Meal planning is one of the key ingredients in healthy eating. It also relieves the stress of trying to always figure out “what’s for dinner?” Keeping meals simple is the key to my success. If a recipe has more than 5 ingredients, I can very quickly loose interest as I chase 2 little men around the house. So tonight the giveaway is focused on meal planning! Mr.Spice is one of my favourite brands of sauces to keep in my pantry. It’s low in calories, low in sodium and super tasty! The BBQ sauce is amazing for slow cooked roasts and the Thai peanut sauce is  perfect for turkey lettuce wraps!  But we wouldn’t just give you sauce without something to go with it! So this item is paired with one of my favourite cookbooks, 365 Days of Quinoa. These two gifts are guaranteed to give you creative ideas and help you start your new year eating healthy!
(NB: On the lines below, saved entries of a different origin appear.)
PR #715, opened 2025-09-23
Implement epicsMessageQueueSend/epicsMessageQueueReceive to resolve link error

JJL772:
These were defined as macros in the RTEMS `osdMessageQueue.h`, but declared as function prototypes in the `epicsMessageQueue.h` public header. We need to implement them as C functions for these to actually be usable.


anjohnson (approved):
No objections from me.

Tonight’s giveaway is Mr.Spice Thai Peanut Sauce, Mr.Spice Honey BBQ and one of my favourite cook books 365 days of Quinoa


Click here for helpful tips on how to enter!




Serves 4


  • 4 chicken breasts, skinless, cut in serving pieces
  • 1/4 cup Mr. Spice Honey Barbeque Sauce
  • 1 tablespoon chicken broth, low sodium (or vegetable oil)
  • 1/2 small onion, chopped
  • 1 clove garlic, chopped


  1. Place chicken in a shallow dish.
  2. Mix ingredients and pour over chicken.
  3. Cover and refrigerate at least one hour, spooning mixture over chicken occasionally.
  4. Place chicken in ungreased oblong dish, and brush with marinade.
  5. Cook, uncovered, at 350 degrees for one hour, brushing chicken with marinade at least once.
calories 116
fat 1g
protein 22g
sodium 128mg
carbohydrates 4g
cholesterol 52mg





  • 2 cups vermicelli (or rice sticks)
  • 1/2 cup bean sprouts, fresh
  • 1 tablespoon lemon peel, grated
  • 1/2 cup peanuts, dry roasted
  • 2 cloves garlic
  • 1 medium carrot cut in 1 inch pieces
  • 3 egg whites (optional)
  • 1 large zucchini, diced
  • 4 large green onions, thinly sliced
  • 1/2 cup Mr. Spice Thai Peanut Sauce
  • 1/4 cup beef broth, canned, low sodium (or substitute low sodium vegetable broth for vegan pad thai)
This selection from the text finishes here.